O monumento do chão e da medida

A peça, de granito preto polido proveniente de Piracaia (SP), fora moldada em forma de tronco de pirâmide, com um metro de altura e faces quadradas. No topo, uma calota de bronze marcava, com dois sulcos cruzados, o ponto geográfico exato de Santos: 46°19’43” de longitude oeste, 23°56’03” de latitude sul e 4,4 metros acima do nível do mar. A precisão encantava tanto quanto a solidez da estrutura, composta por camadas de concreto armado, manilhas subterrâneas e uma laje de sustentação. Dentro dele, o marco padrão permanecia invisível aos olhos do povo, mas dali irradiavam todas as medidas da cidade. O monumento, ligado à triangulação estadual e ao vértice do Monte Serrat, unia o solo santista à vasta rede nacional de referências geográficas.

Um gesto simbólico e político

Encerrada a cerimônia, Adhemar de Barros e sua comitiva retornaram ao Paço Municipal, onde seriam inaugurados os retratos oficiais do Presidente Getúlio Vargas e do próprio interventor. No gabinete, o prefeito Cyro Carneiro discursou com eloquência, exaltando o equilíbrio político conquistado após anos de instabilidade e destacando o papel de Getúlio e Adhemar na reorganização administrativa do país. Falou também dos benefícios trazidos a Santos — o ramal de Mayrink, a futura Via Anchieta, os novos hospitais e escolas — como provas concretas de um governo que unia ação e planejamento. “Santos não esquece seus benfeitores”, disse o orador, antes de convidar as autoridades a descerrar os retratos que passariam a adornar o salão nobre do Paço.

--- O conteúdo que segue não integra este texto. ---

PR #2841, opened 2024-11-12
[Gen 4] Optimize QSPI flash writes and erasures

avtolstoy:
### Problem

1. We are unable to write anything over 8 bytes at a time to the QSPI flash.
2. QSPI flash clock speed and IO mode (2IO/4IO) are not correctly calibrated on boot
3. Erasures do not use 32K and 64K operations where possible

### Solution

1. Manually perform write transactions (in appropriate IO mode depending on flash type and hardware) and write up to 256 bytes at a time which is what flashes normally support
2. Change drive mode on QSPI flash pins and 'guess' correct dummy cycles of the flash in flash initialization
3. For erasures spanning multiple 4k blocks use optimized 32K and 64K operations, which are quicker. This should help OTA times.

### To validate

1. Sleep needs to be double checked including power measurements (could be leakage due to changed pin modes of QSPI pins)
2. OTP operations

### Steps to Test

**Make sure to upgrade prebootloader-part1 before system.**

- `wiring/no_fixture_stress` validates that the flash is in correct mode.

### Example App

N/A

### References

N/A

---

### Completeness

- [ ] Added documentation


hal/src/rtl872x/exflash_hal.cpp
```diff
@@ -235,21 +544,16 @@ signed char XipControl::mpuEntry_ = -1;
...
-        b += rem;
-    }
-
-    return SYSTEM_ERROR_NONE;
+    return writeInBestMode(addr, (uint8_t*)data, size);
 }
 
 int hal_exflash_init(void) {
+    // ExFlashLock lk;
+    // FLASH_ClockSwitch(BIT_SHIFT_FLASH_CLK_XTAL, _FALSE);
```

Adhemar respondeu de improviso, com voz firme e tom popular. Agradeceu a homenagem e lembrou que o mesmo dia ficaria marcado pela assinatura do contrato de eletrificação da Estrada de Ferro Sorocabana — um passo decisivo para o progresso paulista. Citou a usina de chumbo de Apiaí, o avanço da siderurgia no Vale do Paraíba e a renovação das forças armadas, afirmando que o Brasil “começava a andar a passos retos para o seu destino industrial”. Encerrou saudando Santos como “a terra de Brás Cubas, que o governo jamais descuidará”.

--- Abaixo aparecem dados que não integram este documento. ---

PR #2842, opened 2024-11-26
Allow Device OS to initialize BG95-S5 modems

scott-brust:
### Problem

Device OS fails to init BG95-S5 modem due to failing `AT+CPIN?` commands. See discussion [here](https://s.slack.com/archives/C06K0107RE1/p1731541647363639?thread_ts=1731098248.864349&cid=C06K0107RE1)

Uma cidade medida e celebrada

A visita prosseguiu pela Associação Comercial, onde Adhemar conversou com representantes do comércio cafeeiro, e depois pela Santa Casa da Misericórdia (a antiga, situada nas fraldas do morro do Fontana), que percorreu com interesse visível, acompanhado de médicos e religiosos. Detendo-se diante do pavilhão “Dr. Soter de Araújo”, o interventor ouviu relatos sobre as carências do hospital e prometeu auxílio. Já à noite, no salão nobre do Paço, as autoridades reunidas brindaram com um elegante serviço de buffet. O contra-almirante Azevedo Milanez encerrou as falas, exaltando o gesto do governo e chamando Santos de “porto da grandeza paulista”.

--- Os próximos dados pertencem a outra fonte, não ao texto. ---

PR #2843, opened 2024-12-04
[gen3] fix internal -> external flash writes

avtolstoy:
### Problem

External flash writes must be performed from RAM and can't be done directly from internal flash due to DMA requirements.

### Solution

If data address is not in RAM, force `hal_flash_common_write` to perform writes through an intermediate 256 byte on-stack aligned buffer.

### Steps to Test

- wiring/no_fixture_stress

### Example App

N/A

### References

#2840 

---

### Completeness

- [ ] Added documentation


hal/src/nRF52840/flash_hal.c
```diff
@@ -105,7 +105,7 @@ int hal_flash_write(uintptr_t addr, const uint8_t* data_buf, size_t data_size)
     __flash_acquire();
 
     int ret = hal_flash_common_write(addr, data_buf, data_size,
-                                     &fstorage_perform_write, &hal_flash_common_dummy_read);
+                                     &fstorage_perform_write, &hal_flash_common_dummy_read, 0);
```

Aquele 12 de outubro terminara com o mesmo silêncio respeitoso com que começara. O marco de granito permanecia na Praça Mauá e, sob o peso discreto de sua calota de bronze, repousavam números e coordenadas — mas também um símbolo de pertencimento: a certeza de que, a partir dali, cada rua, esquina e morro de Santos possuía um ponto de partida exato e uma história gravada na pedra.